Provide the data again exactly, including every line that follows.

START Records for processing

PR #9, opened 2023-12-06
[WIP] Plaquette service API

Gistbatch:
I've created an initial draft of how I imagine the API between UI and our business logic.

The idea is the following:
- The user(interface) only interacts with the API when creating plaquettes
- The system itself doesn't need to know about the plaquette details; the `index` is enough
- We can easily exchange the internals of the plaquettes once we know what the data structure looks like.

I've added some "validation" logic, i.e., checking if the stabilizers commute (this does not guarantee that they alternate), and a draft to check the circuits.

Let me know if you think this approach is sufficient or what is lacking.

### DIFF
--- a/python_prototype/src/tqec/plaquettes/__init__.py
+++ b/python_prototype/src/tqec/plaquettes/__init__.py
@@ -1,0 +1,4 @@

END Records for processing

- Result below:
PR #9, opened 2023-12-06
[WIP] Plaquette service API

Gistbatch:
I've created an initial draft of how I imagine the API between UI and our business logic.

The idea is the following:
- The user(interface) only interacts with the API when creating plaquettes
- The system itself doesn't need to know about the plaquette details; the `index` is enough
- We can easily exchange the internals of the plaquettes once we know what the data structure looks like.

I've added some "validation" logic, i.e., checking if the stabilizers commute (this does not guarantee that they alternate), and a draft to check the circuits.

Let me know if you think this approach is sufficient or what is lacking.

### DIFF
--- a/python_prototype/src/tqec/plaquettes/__init__.py
+++ b/python_prototype/src/tqec/plaquettes/__init__.py
@@ -1,0 +1,4 @@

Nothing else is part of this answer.